Han K, Kim Y, Lee J, Lim J, Lee K Y, Kang C S, Kim W I, Kim B K, Shim S I, Kim S M
Department of Clinical Pathology, Catholic University Medical College, Seoul, Korea.
Cytometry. 1999 Nov 1;37(3):178-83. doi: 10.1002/(sici)1097-0320(19991101)37:3<178::aid-cyto3>3.3.co;2-q.
Even modern automatic cell counters cannot count basophils precisely. Therefore, we need a rapid, accurate, precise, and easy method for counting basophils.
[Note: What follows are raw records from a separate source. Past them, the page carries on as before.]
PR #170, opened 2021-08-19
support ROC and AUC for multi-class classification

su2umaru:


su2umaru:
I've challenged to create a fix. Could you please have a moment to take a look at it?

flaml/ml.py
```diff
@@ -64,6 +65,7 @@ def sklearn_metric_loss_score(
         y_true: A 1d numpy array of the true labels
         labels: A 1d numpy array of the unique labels
         sample_weight: A 1d numpy array of the sample weight
+        multi_class: 'ovr' (one-vs-rest) or 'ovo' (one-vs-one)
```
sonichi, line 68: The default value is set to None. Could you document the expected behavior when it's None?

sonichi (commented):
Could you add/modify a test case in test/test_automl.py to cover the newly added metric? Actually, you also need to modify the code which calls `sklearn_metric_loss_score` and pass the right `multi_class`.

su2umaru:
I've added a test case in test/test_automl.py and modified the code which calls `sklearn_metric_loss_score`.

su2umaru:
Could you please check again?

sonichi:
Have you tested locally? Please refer to https://github.com/microsoft/FLAML#developing and make sure your test passes.

test/test_automl.py
```diff
@@ -344,6 +345,32 @@ def test_micro_macro_f1(self):
...
+            "log_training_metric": True,
+            "n_jobs": 1,
+            "model_history": True
+        }
+        X_train, y_train = load_breast_cancer(return_X_y=True)
+        automl_experiment_binary.fit(
+            X_train=X_train, y_train=y_train, **automl_settings)
+
+        automl_experiment_multi = AutoML()
+        automl_settings["multi_class"] = "ovr"
```
sonichi, line 364: I think there will be an error when you pass `multi_class="ovr"` to the `fit()` of the underlying estimators, such as LGBMClassifier.
To avoid that error, an alternative way I can suggest is to use 'roc_auc_ovr' and 'roc_auc_ovo' as the new metric name and remove the `multi_class` argument from `fit_kwargs`.

su2umaru:
I've made sure my test passes. Could you please review it again?

sonichi (approved):

PR #989, opened 2023-04-10
Factor out time series-related functionality into a time series Task object

EgorKraevTransferwise:

This continues the process that began with the task-based-refactor PR, now merged, Time-series related models are moved into a subpackage, related bits in the Task object are moved into a separate Task. In the process, some existing bugs are fixed (such as hcrystalball wrapper with certain configs only supporting forecasting for as far ahead as the length of the validation set).
Also, input data is auto-enriched with features derived from the timestamps.
## Checks

- [ ] I've used [pre-commit](https://microsoft.github.io/FLAML/docs/Contribute#pre-commit) to lint the changes in this PR, or I've made sure [lint with flake8](https://github.com/microsoft/FLAML/blob/816a82a1155b4de4705b21a615ccdff67c6da379/.github/workflows/python-package.yml#L54-L59) output is two 0s.
- [x ] I've added tests (if relevant) corresponding to the changes introduced in this PR.
- [ x] I've made sure all auto checks have passed.


EgorKraevTransferwise:
The Keyerror test fail is a strange one, last time it surfaced on Ubuntu while Windows was fine, and disappeared from Ubuntu on next push without my changing anything, while Mark tried to reproduce it locally and failed. Will dig into it next week.

flaml/config.py
```diff
@@ -4,7 +4,7 @@
 """
 
 N_SPLITS = 5
-RANDOM_SEED = 1
+RANDOM_SEED = 2
```
markharley, line 7: Not going to block the PR for this, but odd we have release code with a fixed random seed

markharley (approved):

markharley:
Put a minor comment on but otherwise looks great

flaml/automl/state.py
```diff
@@ -242,17 +244,22 @@ def est_retrain_time(self, retrain_sample_size):
 
 
 class AutoMLState:
-    def _prepare_sample_train_data(self, sample_size: int):
+    def prepare_sample_train_data(self, sample_size):
```
int-chaos, line 247: keep type annotation

flaml/automl/automl.py
```diff
@@ -1215,6 +1214,7 @@ def fit(
         free_mem_ratio=0,
         metric_constraints=None,
         custom_hp=None,
+        time_col=None,
```
int-chaos, line 1217: Does it still default to first column if no `time_col` is passed it? this is crucial to keep user's current code working with new version

int-chaos: also, it would be great if a description is added to docstring

int-chaos: Update: I see that it defaults to first col in flaml/automl/task/time_series_task.py

flaml/automl/state.py
EgorKraevTransferwise: Done

flaml/automl/automl.py
EgorKraevTransferwise: Docstring description added

int-chaos (approved):

flaml/automl/task/task.py
```diff
@@ -345,11 +342,11 @@ def estimator_class_from_str(cls, estimator_name: str) -> "flaml.automl.ml.BaseE
         Raises:
             ValueError: The provided estimator_name has not been registered for this task type.
         """
-        if estimator_name in cls.estimators:
-            return cls.estimators[estimator_name]
+        if estimator_name in self.estimators:
+            return self.estimators[estimator_name]
```
sonichi, line 346: It looks that `self.estimators` is indeed called often. The performance issue thus exists. Try to make the import happen only once by storing the dict in a private class member and don't compute it every time.

flaml/automl/task/time_series_task.py
```diff
@@ -0,0 +1,508 @@
...
+            LGBM_TS,
+            ExtraTrees_TS,
+            CatBoost_TS,
+            Prophet,
+            Orbit,
+            ARIMA,
+            SARIMAX,
+            TemporalFusionTransformerEstimator,
+            HoltWinters,
+        )
```
sonichi, line 48: performance issue as mentioned above.

flaml/automl/task/time_series_task.py
```diff
@@ -0,0 +1,508 @@
...
+            pred_time += pred_time_i
+            if time.time() - start_time >= budget:
+                break
+        val_loss, metric = cv_score_agg_func(val_loss_folds, log_metric_folds)
+        n = total_fold_num
+        pred_time /= n
+        return val_loss, metric, train_time, pred_time
+
+    def default_estimator_list(self, estimator_list: List[str], is_spark_dataframe: bool) -> List[str]:
+        assert not is_spark_dataframe, "Spark is not yet supported for time series"
```
sonichi, line 430: @thinkall is this true in previous version?

flaml/automl/task/time_series_task.py
```diff
@@ -0,0 +1,508 @@
...
+        return estimator_list
+
+    def default_metric(self, metric: str) -> str:
+        if "auto" != metric:
+            return metric
+
+        if self.is_ts_forecast():
+            return "mape"
+        else:
+            raise ValueError("If this is not a TS forecasting task, this code should never have been called")
```
sonichi, line 474: use assert

sonichi (commented):
reviewed automl/ and task/

flaml/default/suggest.py
```diff
@@ -178,9 +178,10 @@ def suggest_hyperparams(task, X, y, estimator_or_predictor, location=None):
     """
     config = suggest_config(task, X, y, estimator_or_predictor, location=location, k=1)[0]
     estimator = config["class"]
-    model_class = get_estimator_class(task, estimator)
+    task = task_factory(task)
+    model_class = task.estimator_class_from_str(estimator)
     hyperparams = config["hyperparameters"]
-    model = model_class(task=task, **hyperparams)
+    model = model_class(task=task.name, **hyperparams)
```
sonichi, line 184: Is there a reason for this change? It seems to make it less general.

ZmeiGorynych: As discussed, previously `task` was a string not an object, so this code is still getting the string that it expects.

flaml/automl/task/time_series_task.py
ZmeiGorynych: Currently in the case of spark dataframes, we only allow [estimators that are specifically for spark](https://github.com/microsoft/FLAML/blob/9977a7aae1d5d2bb7e6c09c23ec93802a95f6bd8/flaml/automl/task/generic_task.py#L958), and currently none of these do time series (in fact I believe the only one there right now is `lgbm_spark: SparkLGBMEstimator`

flaml/automl/automl.py
```diff
@@ -918,7 +917,7 @@ def _decide_eval_method(self, eval_method, time_budget):
             ], "eval_method must be 'auto' or 'cv' for custom data splitter."
             assert self._state.X_val is None, "custom splitter and custom validation data can't be used together."
             return "cv"
-        if self._state.X_val is not None:
+        if self._state.X_val is not None and not isinstance(self._state.X_val, TimeSeriesDataset):
```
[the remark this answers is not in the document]
ZmeiGorynych: Fixed: in the time series case, `self._state.X_val` and `self._state.X_train` point to the same TimeSeriesDataset instance, so the check for whether validation data is supplied must be different.

flaml/automl/task/generic_task.py
```diff
@@ -79,20 +66,38 @@ class psSeries:
...
+            LGBMEstimator,
+            LRL1Classifier,
+            LRL2Classifier,
+            CatBoostEstimator,
+            ExtraTreesEstimator,
+            KNeighborsEstimator,
+            TransformersEstimator,
+            TransformersEstimatorModelSelection,
+            SparkLGBMEstimator,
+        )
```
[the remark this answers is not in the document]
ZmeiGorynych: Fixed

flaml/automl/ml.py
```diff
@@ -20,32 +23,11 @@
...
-    ARIMA,
-    SARIMAX,
-    HoltWinters,
-    TransformersEstimator,
-    TemporalFusionTransformerEstimator,
-    TransformersEstimatorModelSelection,
-    SparkLGBMEstimator,
-)
+
+from flaml.automl.model import TransformersEstimator
```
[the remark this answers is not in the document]
ZmeiGorynych: Done

flaml/automl/task/task.py
ZmeiGorynych: Done

flaml/automl/task/time_series_task.py
ZmeiGorynych: Done

flaml/automl/task/generic_task.py
```diff
@@ -490,85 +447,51 @@ def prepare_data(
...
-                        y_val = y_train_all[y_train_all["time_idx"] > training_cutoff].drop(columns=ids)
-                    else:
-                        num_samples = X_train_all.shape[0]
-                        assert period < num_samples, f"period={period}>#examples={num_samples}"
-                        split_idx = num_samples - period
-                        X_train = X_train_all[:split_idx]
-                        y_train = y_train_all[:split_idx]
-                        X_val = X_train_all[split_idx:]
-                        y_val = y_train_all[split_idx:]
+                    raise Exception("For a TS forecast task, this code should never be called")
```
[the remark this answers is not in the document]
ZmeiGorynych: Done

flaml/config.py
EgorKraevTransferwise: Reset it back to its original value of 1, tests still run fine

flaml/automl/task/time_series_task.py
sonichi: Thanks. In that case, let's say "Spark dataframe is not ..."

flaml/automl/task/task.py
sonichi:
```suggestion
        estimator = self.estimators.get(estimator_name)
        if estimator is not None:
            return estimator
```

test/automl/test_forecast.py
```diff
@@ -1,8 +1,12 @@
+import datetime
+
 import numpy as np
+import pandas as pd
+
 from flaml import AutoML
 
 
-def test_forecast_automl(budget=5, estimators_when_no_prophet=["arima", "sarimax", "holt-winters"]):
+def test_forecast_automl(budget=30, estimators_when_no_prophet=["arima", "sarimax", "holt-winters"]):
```
sonichi, line 9: Is it necessary to run the test for this long? We want to keep test time as short as having enough coverage.

test/automl/test_forecast.py
```diff
@@ -572,10 +576,140 @@ def smape(y_pred, y_test):
...
+    from flaml import AutoML
+
+    tgts = ["y"]
+    # tgt = "SERIES_SANCTIONS"
+
+    preds = {}
+    for tgt in tgts:
+        features = []  # [c for c in train_df.columns if "SERIES" not in c and c != time_col]
+
+        automl = AutoML(time_budget=60, metric="mae", task="ts_forecast", eval_method="cv")
```
sonichi, line 607: Is it necessary to run the test for this long? We want to keep test time as short as having enough coverage.

sonichi (commented):
Reviewed a few more files. automl/time_series is not reviewed.

EgorKraevTransferwise:
Re https://github.com/microsoft/FLAML/pull/989#discussion_r1202692990;
why is your version better? It seems more verbose while doing the same thing.

test/automl/test_forecast.py
EgorKraevTransferwise: Duration reset to 5s

test/automl/test_forecast.py
EgorKraevTransferwise: Duration reset to 5s

EgorKraevTransferwise:
As far as I can tell, [this single test fail ](https://github.com/microsoft/FLAML/actions/runs/5067742145/jobs/9099162650?pr=989)has nothing to do with this PR, all tests relevant to the PR pass

EgorKraevTransferwise:
Merged in the latest changes from main and nothing works anymore, @sonichi any chance you could take a look?
```
import pandas as pd
ModuleNotFoundError: No module named 'pandas'
```

test/automl/test_forecast.py
```diff
@@ -572,10 +576,140 @@ def smape(y_pred, y_test):
...
+        # plt.plot(val_df[time_col], pred)
+        # plt.legend(["actual", "predicted"])
+        # plt.show()
+
+    print("yahoo!")
+
+
+#
+#
+# def test_finance_df():
```
qingyun-wu, line 639: Is the inclusion of the commented code intended?

test/test_model.py
```diff
@@ -101,34 +99,15 @@ def test_prep():
...
-            ],
-        }
-    )
-    y = np.array([0, 1, 0, 1, 0, 0])
-    lgbm.predict(X[:2])
-    lgbm.fit(X, y, period=2)
-    lgbm.predict(X[:2])
-    print(lgbm.feature_names_in_)
-    print(lgbm.feature_importances_)
+    # What's the point of callin ARIMA without parameters, or calling predict before fit?
```
qingyun-wu, line 102: Is the inclusion of the commented code intended?

flaml/automl/task/time_series_task.py
```diff
@@ -0,0 +1,508 @@
...
+    Task,
+    get_classification_objective,
+    TS_FORECAST,
+    TS_FORECASTPANEL,
+)
+
+logger = logging.getLogger(__name__)
+
+
+class TimeSeriesTask(Task):
```
qingyun-wu, line 30: Any specific reason why `TimeSeriesTask` doesn't inherit from `GenericTask`?

flaml/automl/task/generic_task.py
```diff
@@ -664,19 +590,19 @@ def decide_split_type(
...
-                int,  # NOTE: _decide_split_type is before kwargs is updated to fit_kwargs_by_estimator
-            ), f"missing a required integer 'period' for '{TS_FORECAST}' task."
-            if fit_kwargs.get("group_ids"):
-                # TODO (MARK) This will likely not play well with the task class
-                self.name = TS_FORECASTPANEL
-                assert isinstance(
-                    fit_kwargs.get("group_ids"), list
-                ), f"missing a required List[str] 'group_ids' for '{TS_FORECASTPANEL}' task."
-            return "time"
+        # elif self.is_ts_forecast():
```
qingyun-wu, line 593: It seems this part is moved to the `decide_split_type` func of `TimeSeriesTask`. Are we assuming an instance of `GenericTask` is never a ts forecast task (thus, `self.is_ts_forecast` is always False)?  Even if so, I think it is better to add a warning or assertion msg here instead of directly removing it.

flaml/automl/state.py
```diff
@@ -56,6 +57,7 @@ def __init__(
         self,
         learner_class,
         data_size,
+        data,
```
qingyun-wu, line 60: A minor issue: When `data` is provided, `data_size` is presumably not necessary (could be induced from the given data).

flaml/automl/task/time_series_task.py
EgorKraevTransferwise: Because there's no opportunity for code reuse. Only stuff that's task-specific belongs into the ***Task classes, so what's the point of inheritance?

test/test_model.py
EgorKraevTransferwise: It was meant as a remark to reviewers as to why the below lines in the test (calling ARIMA without parameters, and calling predict before fit) were removed. In my opinion both should just result in an exception.

flaml/automl/task/generic_task.py
EgorKraevTransferwise: > Are we assuming an instance of GenericTask is never a ts forecast task?

Yes, we are. Will add an assertion.

flaml/automl/task/time_series_task.py
EgorKraevTransferwise: Well, maybe we'd eventually want subclasses of eg TimeSeriesTask specific to different forecasting tasks, but certainly GenericTask is on a different branch of the hierarchy

test/automl/test_forecast.py
EgorKraevTransferwise: No, will remove, thanks.

flaml/automl/state.py
EgorKraevTransferwise: Fixed.

qingyun-wu (approved):
I didn't take a very careful look at the files in the time_series folder. The other parts looks good to me now! Thank you!

test/test_model.py
sonichi: The code was there for code coverage. Removing will cause drop in code coverage.
Also, why is the LGBM_TS test removed?

ZmeiGorynych: For code coverage, would it not make more sense to have another test in test_forecast.py that calls each TS model in turn on a tiny task? Likewise, I removed the lgbm_ts test as I felt it was replicating the tests made in test_forecast_py. Can put it back in if you like, but would it not make more sense to instead add the for-loop over all the TS models that the TSTask knows, in test_forecast.py, perhaps in a follow-up PR? :)

sonichi: Making a follow-up PR is OK. Don't decrease code coverage in this PR.

sonichi: Making a follow-up PR is OK. Don't decrease code coverage in this PR.

EgorKraevTransferwise: Added a test in test_forecast.py that does a quick test fit for each of the available estimators. That fixes and improves coverage.

sonichi: Thanks. That's good. But the code below still covers code path which was not covered by the added code.

flaml/automl/time_series/ts_model.py
```diff
@@ -0,0 +1,760 @@
...
+            if len(self.regressors):
+                exog = self._preprocess(X[self.regressors])
+                forecast = self._model.predict(start=start, end=end, exog=exog.values, **kwargs)
+            else:
+                forecast = self._model.predict(start=start, end=end, **kwargs)
+        else:
+            raise ValueError(
+                "X needs to be either a pandas Dataframe with dates as the first column"
+                " or an int number of periods for predict()."
+            )
```
sonichi, line 344: This is an example of code path covered by the commented test code.

flaml/automl/task/time_series_task.py
int-chaos: @EgorKraevTransferwise @ZmeiGorynych seems like this was missed. please make this change.

ZmeiGorynych: What change? Spark is not supported yet for TS and we say so in the assert.

flaml/automl/time_series/ts_model.py
ZmeiGorynych: OK. put the test back in.

flaml/automl/task/task.py
EgorKraevTransferwise: Why? I find my formulation more readable, and the difference in speed will be in the single-digit milliseconds; if this was called thousands of times, we might want to count milliseconds, but this is called once per estimator evaluation, so the speed improvement will be negligible.

sonichi (commented):
Is the ts_forecast notebook tested with this PR?

test/test_model.py
```diff
@@ -110,26 +109,6 @@ def test_prep():
...
-                datetime(1900, 8, 9),
-            ],
-        }
-    )
-    y = np.array([0, 1, 0, 1, 0, 0])
-    lgbm.predict(X[:2])
-    lgbm.fit(X, y, period=2)
-    lgbm.predict(X[:2])
-    print(lgbm.feature_names_in_)
-    print(lgbm.feature_importances_)
```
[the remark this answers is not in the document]
EgorKraevTransferwise: Why? Why the special treatment for just these properties of just this estimator?

test/test_model.py
```diff
@@ -110,26 +109,6 @@ def test_prep():
...
-                datetime(1900, 3, 4),
-                datetime(1900, 3, 4),
-                datetime(1900, 7, 2),
-                datetime(1900, 8, 9),
-            ],
-        }
-    )
-    y = np.array([0, 1, 0, 1, 0, 0])
-    lgbm.predict(X[:2])
-    lgbm.fit(X, y, period=2)
```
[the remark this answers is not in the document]
sonichi: The repeating dates are for the deduplication feature I suppose. Not sure about the irregular space. @int-chaos Could you comment?

flaml/automl/task/time_series_task.py
```diff
@@ -0,0 +1,523 @@
...
+
+    duplicates = X.duplicated()
+
+    if any(duplicates):
+        logger.warning("Duplicate timestamp values found in timestamp column. " f"\n{X.loc[duplicates, X][time_col]}")
+        X = X.drop_duplicates()
+        logger.warning("Removed duplicate rows based on all columns")
+        assert (
+            X[[X.columns[0]]].duplicated() is None
+        ), "Duplicate timestamp values with different values for other columns."
```
sonichi, line 521: The coverage of this part of the code gets removed by the change in the test code.

test/test_model.py
```diff
@@ -101,31 +99,34 @@ def test_prep():
...
     X = DataFrame(
         {
             "A": [
-                datetime(1900, 2, 3),
-                datetime(1900, 3, 4),
-                datetime(1900, 3, 4),
+                datetime(1900, 3, 1),
+                datetime(1900, 3, 2),
+                datetime(1900, 3, 3),
                 datetime(1900, 3, 4),
```
sonichi, line 118:
```suggestion
                datetime(1900, 3, 4),
                datetime(1900, 3, 4),
                datetime(1900, 3, 4),
```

Using flow cytometry, basophils (CD22+/CD19-) and B cells (CD22+/CD19+) were counted. Within a large lymphocyte light scatter gate, % basophils (G%baso) and % B cells (G%B) were determined from the total count. Another method of analysis was to make two regions (R1 for basophils and R2 for B cells) and to determine in those the % basophils (R1%baso) and % B cells (R2%B) without gating. The flow cytometric basophil counts of the blood of 21 normal controls and 43 chronic myelogenous leukemia (CML) patients were compared with manual basophil count (Ma%baso) and basophil count by Coulter electronic cell counter (Hialeah, FL) (Auto%baso). CD22+/CD19- cells were sorted by a FACSCalibur (Becton Dickinson, San Jose, CA).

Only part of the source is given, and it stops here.